In the cold light of day, its failings might yet come back to trouble Dortmund again and ultimately stop it from going all the way in the competition. "BVB has the thinnest squad of all possible semifinalists," wrote Spiegel Online, "many players have been struggling for weeks, they seem tired and over-played."

It's all true. But Klopp and his men can also take heart that this was very much a win against type. By the manager's own admission, his Borussia has been an all-or-nothing team. It only succeeds when it plays to the fullest of its potential, with maximum concentration. When it doesn't -- like in this year's Bundesliga, where it's a whopping 20 points behind champion Bayern -- it hasn't been able to win.

This time, however, it did find a way, despite all the mistakes and problems, and with a "route-one" football that couldn't have been further removed from its usual high-speed combination game. In the evolution of this team toward a genuine European power, this was undoubtedly an important step. It's a cliche but true nevertheless: winning without fully convincing is the true mark of class in this game.

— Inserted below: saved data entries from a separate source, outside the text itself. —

Issue #530, opened 2019-10-23
ReviewLink accepts ariaLabel as a prop but Review doesn't provide it


eppixdev:
**Describe the bug**
`Review` renders the `ReviewLink` component which accepts `ariaLabel` as a prop but `Review` doesn't pass the prop down.

**To Reproduce**
1. Pass `ariaLabel` to `Review`
2. `aria-label` not added to links

**Expected behavior**
Expect aria-label's to be added to edit and remove links

**Screenshots**

**Desktop (please complete the following information):**

**Smartphone (please complete the following information):**

**Additional context**

bernardwang:
Tracked here: https://jira.cms.gov/browse/WNMGDS-282

PR #551, opened 2019-11-08
[WNMGDS-282] Add editAriaLabel to Review

bernardwang:
### Summary
<ReviewLink> takes an `ariaLabel` prop to add extra info for screenreaders, but <Review> did not use this prop.

### Added
This PR adds `editAriaLabel` to <Review>, and passes that along to <ReviewLink>

### DIFF
--- a/packages/core/src/components/Review/Review.example.jsx
+++ b/packages/core/src/components/Review/Review.example.jsx
@@ -16,7 +16,7 @@ ReactDOM.render(
       Multiple Review components can be combined together one after another.
     </Review>
     <Review
-      heading="A Review component with edit content"
+      heading="A Review component with custom edit content"
       editContent={
         <div>
           <a href={editButtonHref}>Edit</a>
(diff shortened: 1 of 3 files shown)


bernardwang:
This PR closes https://github.com/CMSgov/design-system/issues/530

line47:
Hey @bernardwang I was thinking it would be good to show the `ReviewLink` component and props on the review pattern page in a similar way that we do with `ChoiceList and `Choice`.

_Ignore the content of the screenshot_
Screen Shot 2019-11-13 at 9 32 49 AM


I think we might also need to add a prop for something like `removeAriaLabel` as the remove link was also mentioned in issue #530

bernardwang:
@line47 I'm not sure if its necessary to add `ReviewLink` since I cant imagine it being used outside of the internal `Review` implementation because it's basically just a link arguably doesn't have to be separated into its own file. This is different from a component like  `Choice` which has unique styling/functionality and is used for custom form components. 

As far as the `ariaLabel`, my understanding is that `Review` and `ReviewLink` currently only support a single button (using `editHref`, `editText` & `onEditClick`). If someone wants an edit button and a remove button, they have to provide their own custom markup via `editContent`, and in that case they are responsible for supplying the right aria-labels.

line47:
Gotcha, I wasn't sure if it would be helpful to show the props for `ReviewLink` on the same page as review or not. So it's OK to not show those then yeah?

PR #553, opened 2019-11-14
Release v3.4.0

line47:


bernardwang:
This looks good, we can also try using `backstop approve` on this PR, with that command we should be able to update reference files without waiting to deploy to prod

PR #554, opened 2019-11-14
[WIP WNMGDS-287] Reorganize utilities pages and examples

bernardwang:
###
This is a very large PR so you will have to go through each page in order to compare the differences.

### Added
- Added **Responsive format** standard, every utility with breakpoints will also have this.

### Changed
- General content/example changes, attempt to have more consistent spacing with `example--wrapper` and `example--list`.
- Moved "Clearfix" page to be a section under "Float"
- Removed bulletpoints that show "Format", opt for bracketed list instead. 
   i.e.`Format: ds-u-justify-content--[start|end|center|between|around]`
- Extend `preview__grid` styling to be used in more examples rather than just the Grid examples. Use this styling with `preview__element` generally whenever we want to see an element's boundaries like in "Display/Visibility", "Float", and "Flexbox"

### Removed
- Removed `Roboto Mono` from doc page and opt to use `monospace` instead. This is because the `code` styling in the examples was different than the rest of the site. This also has the added benefit of removing a font asset request


packages/core/src/utilities/font-family/font-family.scss
```diff
@@ -1,38 +1,10 @@
 /* stylelint-disable declaration-no-important */
 @import '@cmsgov/design-system-support/src/settings/index';
 
-/*
-Font family
```
line47: I'm wondering if we can combine font family, style, size, and weight into one font page?

packages/core/src/utilities/line-height/_line-height.docs.scss
```diff
@@ -3,17 +3,9 @@ Line height
...
-Markup:
-<h2 class="preview__label">ds-u-leading--lead</h2>
-<div class="ds-u-leading--lead">{{lorem-l}}</div>
-<h2 class="preview__label">ds-u-leading--base</h2>
-<div class="ds-u-leading--base ds-u-font-size--base">{{lorem-l}}</div>
-<h2 class="preview__label">ds-u-leading--heading</h2>
-<div class="ds-u-leading--heading">{{lorem-l}}</div>
-<h2 class="preview__label">ds-u-leading--reset</h2>
-<div class="ds-u-leading--reset">{{lorem-l}}</div>
+**Format**: `ds-u-leading--[lead|base|heading|reset]`
```
line47: I think it would be helpful to show the spacing value for each leading, for example, base is `1.5`

packages/core/src/utilities/text-decoration/text-decoration.example.html
```diff
@@ -0,0 +1,16 @@
...
+    <code class="ds-margin-bottom--1">ds-u-text-decoration--underline</code>
+    <div class="ds-u-text-decoration--underline">Underlined text</div>
+  </article>
+  <article>
+    <code class="ds-margin-bottom--1">ds-u-text-decoration--line-through</code>
+    <div class="ds-u-text-decoration--line-through">line-through text</div>
+  </article>
+  <article>
+    <code class="ds-margin-bottom--1">ds-u-text-decoration--none</code>
+    <div class="ds-u-text-decoration--none">
```
line47: the `ds-u-text-decoration--none` class needs to be on the a tag

packages/core/src/utilities/word-break/word-break.example.html
```diff
@@ -0,0 +1,12 @@
+<section class="ds-l-container preview__grid">
+  <div class="ds-l-row">
+    <div class="ds-l-col--3 ds-u-word-break">
```
line47: I think changing the block from `ds-l-col--3` to `ds-l-col--2` better shows how the word break is working.
Maybe also consider showing them on separate lines?

packages/core/src/utilities/text-decoration/_text-decoration.docs.scss
```diff
@@ -3,15 +3,9 @@ Text decoration
 
 Set whether text is underlined or not using the `text-decoration` utility.
 
-**Format**: `ds-u-text-decoration--[VALUE]`
```
line47: Maybe consider grouping text alignment, decoration, and transform and possible word break under a new `text styles` page?

packages/core/src/utilities/background-color/_background-color.docs.scss
```diff
@@ -7,32 +7,7 @@ Use the background color utility to change the default background color of an el
 
 @hide-markup
 
-Markup:
-<% var groups = [
-  ['primary', 'primary-darker', 'primary-darkest'],
-  ['primary-alt', 'primary-alt-dark', 'primary-alt-darkest', 'primary-alt-light', 'primary-alt-lightest'],
-  ['gray', 'gray-dark', 'gray-light', 'gray-lighter', 'gray-lightest'],
-  ['gold', 'gold-light', 'gold-lighter', 'gold-lightest'],
-  ['warn', 'warn-light', 'warn-lighter', 'warn-lightest'],
```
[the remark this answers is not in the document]
bernardwang: yeah i like this

packages/core/src/utilities/border/_border.docs.scss
```diff
@@ -9,14 +9,7 @@ The border utility class sets the `border-color` and `border-size`, with support
 
 @hide-markup
 
-Markup:
```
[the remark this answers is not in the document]
bernardwang: ah yeah, the issue with stacking vertically is that it becomes a lot more verbose (allot more empty white space) and you lose the subgrouping (all borders, vertical, horizontal). I’m a bit divided on this, because if we add pixels we should add to everything, but this one kinda works without it, especially considering the pixels is just 1,2,3px in this case

packages/core/src/utilities/color/_color.docs.scss
```diff
@@ -3,10 +3,10 @@ Color
 
 Use the color utility to change an element's text color.
 
-**Format**: `ds-u-color--[COLOR NAME]-[SHADE]`
-
 The options below offer color palette combinations that fall within the range of Section 508 compliant foreground/background color contrast ratios. To ensure that text remains accessible, **use only these permitted color combinations**.
 
+**Format**: `ds-u-color--[COLOR NAME]-[SHADE]`
+
 @hide-markup
```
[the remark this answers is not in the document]
bernardwang: yeah i didn’t change this one much, i’m not sure how handle it. we have specific guidance that we need to use those color combos, so that’s why i don’t know if we can remove combos. i was considering grouping by background color, but then later on there are combos that are grouped by text color...

packages/core/src/utilities/font-family/font-family.scss
bernardwang: yeah i was thinking of leaving that for a separate pr. same with border and border radius. margin and padding is another candidate (the examples r pretty much the same). i also think it should be another PR because maybe our vertical nav should be updated to have subsections, or some other change to expose these newly hidden sections

packages/core/src/utilities/text-decoration/_text-decoration.docs.scss
bernardwang: same thought here: https://github.com/CMSgov/design-system/pull/554#discussion_r347431092

packages/core/src/utilities/font-family/font-family.scss
bernardwang: yeah i was thinking of leaving that for a separate pr. same with border and border radius. margin and padding is another candidate (the examples r pretty much the same). i also think it should be another PR because maybe we should consider updating our vertical nav to have subsections, or some other change to expose these newly hidden sections

bernardwang:
@line47 
It seems like the two biggest feedback is to combine certain pages and show specific pixels values for utilities. I think both are worth doing but considering how large this PR already is, would be better handled in a diff PR (especially because i would like to be able to move on to other work this week before i leave).

Showing pixel values can be easily done for certain pages (vertical ones), but I would like to think over how they can be done on the border page. Similarly, the color and background pages are more difficult. Even if background color is easy, it feels like it should be consistent with the color page, which is another thing to consider.

So I can fix those small changes you commented on, but would you be ok with me filing two new tickets for the other major feedback?

line47:
That sounds great! Thanks @bernardwang  🎉

PR #560, opened 2019-11-25
[FLH-108] Add a note about using <Downshift> props on the <Autocomplete> component.

LouisFettet:
This should be pretty straightforward; while working on [CMS-WDS/flh-consumer#249](https://github.cms.gov/CMS-WDS/flh-consumer/pull/249) I was running into issues with setting an initial value for the `<Autocomplete>` component as well as keeping the input from clearing "on blur" while using the existing props in the documentation. Once I did a bit of digging, I realized I could pass props specific to the `<Downshift>` component via the `<Autocomplete>` component, so I just wanted to add a note about that in case it's useful to others in the future.

### Added
* a brief note about providing `<Downshift>` props to the `<Autocomplete>` component

### Removed
* a reference to the version of `<Downshift>` being used since it would be difficult to keep this updated

### DIFF
--- a/packages/core/src/components/Autocomplete/_Autocomplete.docs.scss
+++ b/packages/core/src/components/Autocomplete/_Autocomplete.docs.scss
@@ -28,7 +28,7 @@ Style guide: components.autocomplete.react
 
 ### Usage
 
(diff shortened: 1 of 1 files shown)


line47:
This looks good to me, thanks for finding @LouisFettet

PR #561, opened 2019-11-26
[NO-TICKET] Allow <Choice> component to specify className for child <FormLabel> component.

LouisFettet:
This is rather minor, but while working on [CMS-WDS/flh-consumer#279](https://github.cms.gov/CMS-WDS/flh-consumer/pull/279) I noticed we had [a style rule](https://github.cms.gov/CMS-WDS/flh-consumer/blob/a2abc8ffe8c9d2922b4eb57219cd9773ffeb105b/src/stylesheets/app.scss#L172-L175) in place to apply a bold `font-weight` on a `<FormLabel>` under a `<Choice>` component, and I figured it would be better to apply this via a `className` prop instead.

Screenshot of how we use a bold label:

### Added
* a new `labelClassName` prop to the `<Choice>` component so that classes can be provided to the child `<FormLabel>` component

### Notes
* An issue I foresee is that the provided `labelClassName` also affects the `hint` and `requirementLabel` content, which may or may not be what we want. If others think this is an issue, we can pass the `labelClassName` prop of `<Choice>` to the `<FormLabel>`'s `labelClassName` prop instead of its `className` prop. Might also be worthwhile to explicitly say in the documentation for the prop that it will may also affect the `hint` and `requirementLabel` content.
* There were more prettier changes here than I expected, but from some quick checks I believe these formatting changes are correct.


bernardwang:
Thanks for putting in this PR @LouisFettet! It seems like this probably isn't a super common case, so I think I'm ok with `labelClassName` on Choice` corresponding to `className` on `FormLabel`. 

Passing props and having conflicting/confusing prop names is a recurring problem on the DS, and if someone also wanted to style the `labelClassName` on `FormLabel`, we might want to opt for a `customFormLabel` or `customChoiceLabel` prop instead. That solution would be more flexible and potentially less confusing, but it's slightly harder to use and there's not a lot of evidence that users need for that level of control yet. @LouisFettet @scitech thoughts?

LouisFettet:
@bernardwang I agree that this is an edge case, and I think that the ideal state is probably the one you outline, where you can provide a `FormLabel` node directly to the `Choice` component (I think this could be done via a `prop` that takes a node, and we default to the current implementation if none is provided?).  

I'm unsure if this would be immediately useful to anyone (besides the situation I outlined in the description), but I'm willing to take a stab at it if y'all think it's a good path forward.  Otherwise, perhaps we leave a comment / TODO somewhere and continue with what's here?

line47:
I think there is value in exploring this type of option but I also think there is some deeper work that needs to happen to use props consistently and in a more understandable way across the design system. 

labelClassName isn't used very consistently in that in some cases it applies the class to the label and in some cases, it applies the class to the legend.

Additionally, I think the styling for form label need to be adapted to give label, hint, and requirement label their own classes that can be used independently. Right now there is some grouping to that element that I think makes alternate styling harder than it should be.

bernardwang:
> you can provide a `FormLabel` node directly to the `Choice` component (I think this could be done via a `prop` that takes a node, and we default to the current implementation if none is provided?).

@LouisFettet Yes, I think this sounds good. Even though this will only be useful to your specific case, I guess its the same story with the other solution as well. If we are going to make a change for a small case we might as well make it as flexible and forward compatible as possible. Let me know if you can update this PR, or if you want, I can handle it too, it shouldnt take too long.

LouisFettet:
@bernardwang sounds good, I can try to knock that change out some time this week.

bernardwang:
Hey @LouisFettet! just taking a second look at this, I was looking at other components with FormLabel to see if they support this and I'm actually thinking its fine to keep it simple and add `labelClassName`. Only `FormLabel` has a prop called `labelClassname` where it is used differently than `TextField`, `Dropdown`, etc.  I can submit a quick PR to do this if you'd like

packages/core/src/components/ChoiceList/Choice.test.jsx
```diff
@@ -94,6 +94,11 @@ describe('Choice', () => {
     expect(input.hasClass('ds-c-choice--inverse')).toBe(false);
   });
 
+  it('applies className to label', () => {
```
bernardwang: Thanks for adding this test!

LouisFettet:
Thanks for pushing this through y'all; I got super sidetracked with other work and never got a chance to circle back here.  My apologies.

Issue #562, opened 2019-12-02
Compiled CSS files no longer included in Release .zip downloads


sawyerh:
**Describe the bug**
I _think_ this used to work. The [documentation details](https://design.cms.gov/startup/sass-and-css/) that a CSS file is included in a release's Zip download, but it currently is not, and it's not immediately clear how someone could get a minified CSS distribution of the design system.

**To Reproduce**
1. Go to the [latest release](https://github.com/CMSgov/design-system/releases/tag/v3.4.1)
2. Download the "Source code" asset
3. Unzip the download and navigate into `packages/core`

**Expected behavior**
Expect a `packages/core/dist/index.css` file to exist after unzipping the download

line47:
I think this bug was introduced here - updating the gitignore should fix it 👍 Thanks @sawyerh

bernardwang:
Tracked here: https://jira.cms.gov/browse/WNMGDS-267

bernardwang:
Should be fixed in the latest doc site deployment!

PR #563, opened 2019-12-02
Add compiled index.css file back to dist folder 

line47:
Add index.css file back to the GitHub repo per the https://design.cms.gov/startup/sass-and-css/ documentation

Fixes https://github.com/CMSgov/design-system/issues/562

### DIFF
--- a/.gitignore
+++ b/.gitignore
@@ -1,8 +1,9 @@
 # Documentation is generated into this directory
 /docs
 
-# Do not commit package build files to github
-/packages/core/dist
+# Do not commit package build files other than the compiled CSS
+/packages/core/dist/**/
+/packages/core/dist/index.js
 /packages/layout/dist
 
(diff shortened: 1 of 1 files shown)


.gitignore
```diff
@@ -1,8 +1,9 @@
 # Documentation is generated into this directory
 /docs
 
-# Do not commit package build files to github
-/packages/core/dist
+# Do not commit package build files other than the compiled CSS
+/packages/core/dist/**/
```
bernardwang: I think an ideal solution would have the Release .zip have the dist files while also preventing dist files from being in GH. Related to [this ticket](https://jira.cms.gov/browse/WNMGDS-267)

bernardwang: This issue seems relatively high priority to fix, but I think it still might be worth looking into release.zip before reverting this .gitignore

line47:
Closing this PR to look into a more permanent solution.

PR #975, opened 2021-03-17
[WNMGDS-823] Update build release files

nichia:
## Summary
The zipped files generated by 'npm pack' for release does not include typescript source files. 
This PR adds typescript source files to the zipped files for publishing to npm.

## How to test
- Run `npm pack ./packages/design-system/` command on terminal - this will generate a `.tgz` file
- Unzip the `.tgz` file and check that it contains all the files from `dist` folder and all the component files under `src/components` folder 
- Specifically check that it should include the typescript files for FormControl and InlineError

### DIFF
--- a/packages/design-system/package.json
+++ b/packages/design-system/package.json
@@ -14,8 +14,8 @@
   "types": "dist/types/index.d.ts",
   "files": [
     "dist",
-    "src/components/**/*.?sx",
-    "!src/components/**/*.test.?sx"
+    "src/components/**/*.{jsx,tsx}",
+    "!src/**/*{.test,.spec,.d}.{jsx,tsx}"
   ],
   "dependencies": {
     "@popperjs/core": "^2.4.4",
--- a/packages/design-system/package.json
+++ b/packages/design-system/package.json
@@ -14,8 +14,9 @@
   "types": "dist/types/index.d.ts",
   "files": [
     "dist",
-    "src/components/**/*.jsx",
-    "!src/components/**/*.test.jsx"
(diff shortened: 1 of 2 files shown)


packages/design-system/package.json
```diff
@@ -14,8 +14,8 @@
   "types": "dist/types/index.d.ts",
   "files": [
     "dist",
-    "src/components/**/*.jsx",
-    "!src/components/**/*.test.jsx"
+    "src/components/**/*.?sx",
```
bernardwang, line 17: This is just a file pattern, so we can be specific here like this:
 `"src/components/**/*.{jsx,tsx}",`

packages/design-system/package.json
```diff
@@ -14,8 +14,8 @@
...
+    "!src/components/**/*.test.?sx"
```
bernardwang, line 18: We could probably improve this line as well, this is taken from some code in our scripts package. we generally just want to only include src component files so that we can extract prop docs
```
    "!src/**/*{.test,.spec,.d}.{jsx,tsx}",
```

packages/design-system/package.json
nichia: Good point.

bernardwang (approved):
LGTM!

prerelease.sh
```diff
@@ -16,7 +16,7 @@ yarn install
 
 echo "${GREEN}Building files and running tests...${NC}"
 yarn build
-yarn test
+yarn test:unit
```
bernardwang, line 19: Thank you for updating this!

PR #976, opened 2021-03-17
[NO-TICKET] Set prop tables on the doc site to be compact

line47:
This PR adds the compact table styling to the React property tables 

DEMO URL 
http://design-system-demo.s3-website-us-east-1.amazonaws.com/NO-TICKET-compact-table-for-props


nichia (approved):
Thanks, the props table looks much better now!

PR #977, opened 2021-03-18
[WNMGDS-853] Generate proptypes automatically

bernardwang:
## Summary
- This PR adds `babel-plugin-typescript-to-proptypes` as a dep to the CMSDS scripts and to our babel.config to automatically generate PropTypes for components written in Typescript. 

## How to test
- Reproduce the error by running CRA example, and using the `InlineError` component. Provide some incorrect props to confirm PropTypes are not working
- Run and build this branch, and install it to the CRA example. Ensure PropTypes are working


bernardwang:
Just a reminder, this plugin should be added to the `babel.config` of both the HCDS and MDS as well, so they also support PropTypes fully

nichia (commented):
Thanks @bernardwang for the work. 
Looks like it works from looking at `<TextField>` component, we now get warning message for the making errorPlacement a required field on `FormControl`. After changing the field to be optional, the warning message will be resolved.


```
checkPropTypes.js:20 Warning: Failed prop type: The prop `errorPlacement` is marked as required in `FormControl`, but its value is `undefined`.
    in FormControl (created by TextField)
    in TextField
    in div
```

kimieann (approved):
This is working for me. Without this branch pulled in, there are no PropType warnings when incorrect types are provided. With this branch, I get: 
image

line47:
I'm able to get the CRA app working however I get an issue with trying to use this with CRA typescript example 

it fails to compile for me
Module not found: Can't resolve '@cmsgov/design-system/dist/types/InlineError/InlineError'
Even though I can find that file in the node_modules

packages/design-system/src/components/InlineError/InlineError.tsx
```diff
@@ -13,7 +13,7 @@ interface InlineErrorProps {
   inversed?: boolean;
 }
 
-function InlineError({ children, className, id, inversed }: InlineErrorProps): React.ReactElement {
+export function InlineError({ children, className, id, inversed }: InlineErrorProps): React.ReactElement {
```
kimieann, line 16: @line47 Can you try now with this change? 

For me, with the create-react-app-typescript, it wasn't pulling in the InlineError export with `export * from './InlineError/InlineError';` in `index.d.ts` - I either had to change that line to `export { default as InlineError}` or put this export above.

line47 (approved):
LGTM!

nichia (approved):
@kimieann - similarly with my testing, i also noticed that this pr still accepts 'non existent props', which is different from typescript which would throw an error of `Property 'nonExistentProp' does not exist on type 'IntrinsicAttributes & InlineErrorProps'.  TS2322.

I'm also not able to find a way to set this checking, but want to note that `babel-plugin-typescript-to-proptypes` is not as strictly typed as typescript for this case.

Other then that, the PR LGTM!

PR #978, opened 2021-03-19
[WNMGDS-854] Fix IE 11 'forEach' error

nichia:
## Summary
This PR fixes the issue of CMSDS document site throwing `forEach` error when viewing the website with DevTools on IE 11.

*To Reproduce*
1. Go to https://design.cms.gov/
2. Click on any component
3. See error

## How to test
- Go to the demo doc site: http://design-system-demo.s3-website-us-east-1.amazonaws.com/WNMGDS-854/fix-ie11-foreach-error/
- View with DevTools and check that the document site works on IE11 and other browsers


line47 (approved):
Tested with BrowserStack and the issue appears resolved! Nice work Ni!

packages/design-system-docs/src/example.js
```diff
@@ -31,14 +31,16 @@ function setModalExamples() {
   const dialogHeading = document.getElementById('dialog-heading');
   const dialogWrap = document.getElementById('dialog-wrap');
 
-  document.querySelectorAll('.dialog-open-btn').forEach((btn) => {
+  // Convert NodeList into an array with the slice.call() method because
+  // querySelectorAll() returns a NodeList and on IE 11, foreach() only works on Array objects
+  Array.prototype.slice.call(document.querySelectorAll('.dialog-open-btn')).forEach((btn) => {
```
kimieann, line 36: You might be able to use `Array.from` here just for simplicity, but otherwise this works!

kimieann (approved):

packages/design-system-docs/src/example.js
nichia: `Array.from` does look much better, but looks like it's not supported on IE unless additional polyfill is added. Let's stay with `Array.prototype.slice.call` for now

PR #979, opened 2021-03-22
[WNMGDS-826] - Improve tooltipby fixing invalid HTML of unallowed elements in Span

kimieann:
## Summary
[WNMGDS-826](https://jira.cms.gov/browse/WNMGDS-826)
A common Tooltip use case is inline sentences as a glossary term. However, tooltips should also only be attached to buttons, links, and inputs. The only way to achieve an inline style is to attach a tooltip to a link, inside of a block of text like a p element.

Because we want the tooltip content to follow the tooltip trigger, this means tooltip content with interactive content or headings will break HTML validation, as these elements cannot be located inside a p element or span.

**(From ticket): This PR will address this problem in 2 ways**
1. ~Handle `a` element tooltip triggers better by adding `role="button" tabindex="0"` to anchor elements with an `href`.~ This was already done in #971 here: https://github.com/CMSgov/design-system/pull/971/files#diff-1544310ec6e3788354a57d3ee54286c99bf4489ee0dee278fa7b6f8cd0e9dab6R136

2. Use react portal to move the tooltip content to the end of the body element, rather than adjacent to t

### Added
Added the use of React Portal to move the Tooltip Content to the end of the body element, rather than inside the `<span>`

### Changed
There were some existing `<span>` tags inside of the rendering of the Tooltip Content that I needed to change to divs, otherwise we would have still had the problem with interactive content inside of a span.

## How to test
[http://design-system-demo.s3-website-us-east-1.amazonaws.com/WNMGDS-826/improve-tooltip](http://design-system-demo.s3-website-us-east-1.amazonaws.com/WNMGDS-826/improve-tooltip)

- Validate screenreader still announces content correctly
- Validate content still displays as expected


packages/design-system/src/components/Tooltip/Tooltip.jsx
```diff
@@ -198,9 +199,10 @@ export class Tooltip extends React.Component {
       : {
           onBlur: () => this.handleBlur(),
         };
+    const bodyElement = document.querySelector('body');
 
     const tooltipContent = () => (
-      <span
+      <div
```
kimieann, line 205: I'm not sure if this was actually necessary, but it seems if the purpose of the PR is to prevent interactive content passed in from {title} from being within a span, this also should not be a span.

line47: I feel like a `<div>` is a better choice here anyways as it's a container that doesn't need to be used inline

LouisFettet: Agreed, `<div>` is better here. I was the one that originally suggested using a `<span>` so that it wouldn't cause a break in inline content, but if we're using a portal then that solves that issue.

nichia:
When viewing `Tooltip dialog for interactive content` on Safari and Firfox, the `tab` key cannot tab-through the links in the tooltip content. Not sure if that happens for others?

davidakennedy:
@nichia Make sure you have this setting switched on in the OS settings: https://www.a11yproject.com/posts/2017-12-29-macos-browser-keyboard-navigation/

nichia (approved):
Great work, works well for me!

davidakennedy:
Hey all! I'm catching up on this, as I missed the previous work in #971 even though Bernard pinged me. Sorry about that!

I think I understand why we need to move this direction: To accommodate for inline tooltip triggers. But I'd like to avoid moving the content container away from the trigger, if at all possible. Here's why:

- When the content container is before the end of the `<body>` it means that content can never be inspected by a screen reader user. They only hear it when they hit the trigger and it's announced via `aria-describedby`. But if that content is super long, they have no way to get back to it, other than hitting the trigger a bunch, which isn't great. And we currently have a lot of super long tooltips in production, at least on healthcare.gov.
- Having the content follow the trigger means a screen reader can user can get to that content while the trigger is open (whether interactive content is in the content container or not.).

In [this comment from Bernard](https://github.com/CMSgov/design-system/pull/947#discussion_r586768815), I wasn't sure what exactly was breaking HTML validation? Perhaps there's another way to tackle this? I'm happy to prototype and test.

Am I missing other important context here?

kimieann:
@davidakennedy Hmmm... okay let me see if I can try to summarize the problems we are having and then see if what I did in the latest commit might fix everything.

1 - @LouisFettet recommended we use `<span>` as the container around the trigger link & trigger, so that inline triggers will show like this: 
image

and not this:
image

2 - But when we changed to a `<span>` because it wraps around the trigger link AND the trigger content AND the trigger content could possibly have interactive content (`<p>` or `<a>` tags), this means those would be children of a `<span>` tag, which is not considered valid HTML (you can try here: https://validator.w3.org/nu/#textarea)

3 - Bernard's solution was to move the trigger content to the end of the `<body>` tag, which would then solve the invalid HTML problem, but now causes a problem with screenreaders according to DK.

So [this commit](https://github.com/CMSgov/design-system/pull/979/commits/322eda835d29ba6615146ef737f7c220e0736bff) is my newest attempt at solving the problem, which:
1 - Replaces the `<span>` back with a `<div>` and removes the portal for the trigger content to move to the end of the body. This solves the screenreader problem and the invalid HTML problem.
2 - Styles the `<div>` as an `inline-block`, which should make it display as if it were a span. This should solve the inline problem.

Are there any reasons why we didn't do this originally, or issues that this route could cause? @davidakennedy @LouisFettet

line47:
`Inline-block` seems to work fine however Im wondering about changing that style to `inline` as that is the default value for a both a link and span?

davidakennedy:
@kimieann Thank you for the detailed explanation! I'm following now. I retested this, and the reworked commit works great.

nichia (approved):
Still works great and nice re-work.

davidakennedy:
I wanted to note one more thing that we should open a separate issue for, as it's unrelated to this.

When I tab onto the "Tooltip dialog for interactive content" tooltip, the content in the content container still gets announced even though the container has a `aria-hiddden="true"` on it and it's not displayed. It could be some kind of conflict with `aria-describedby`. I wanted to note it. I've put it on my list to investigate some more.

kimieann:
> When I tab onto the "Tooltip dialog for interactive content" tooltip, the content in the content container still gets announced even though the container has a `aria-hiddden="true"` on it and it's not displayed. It could be some kind of conflict with `aria-describedby`. I wanted to note it. I've put it on my list to investigate some more.

@davidakennedy I created WNMGDS-876 for this

kimieann:
> `Inline-block` seems to work fine however Im wondering about changing that style to `inline` as that is the default value for a both a link and span?

@line47 Changed in https://github.com/CMSgov/design-system/pull/979/commits/3237cd7d68f228f1d38be31be82e199d8d2fa86b

line47:
I'm still having issues where the content inside the `Tooltip dialog for interactive content` button is getting read before i interact with the button. This is happening with the latest code when running locally.

kimieann:
> I'm still having issues where the content inside the `Tooltip dialog for interactive content` button is getting read before i interact with the button. This is happening with the latest code when running locally.

@line47 I created WNMGDS-876 for that issue that David found since it wasn't related to this ticket.

line47 (approved):
LGTM! Awesome work!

On the evidence of Tuesday night, it won't quite be enough to repeat the heroics of 1997, when an unfancied Borussia side beat Juventus 3-1 in the Champions League final in Munich. But it doesn't really matter, at least not for the next couple of weeks. Gate-crashing the last four of UEFA's top competition is in itself reward enough for the moment. Dortmund knows that it's still a work in progress; the extra money from the next round will help to build the team and keep all its important players.

Any more success -- deserved or otherwise -- will resemble the stuff of fairy tales and further threaten the health of Klopp and everyone of a Black and Yellow persuasion. But Borussia doesn't need win any more games in Europe to feel on cloud nine. It's a wonderful position to be in.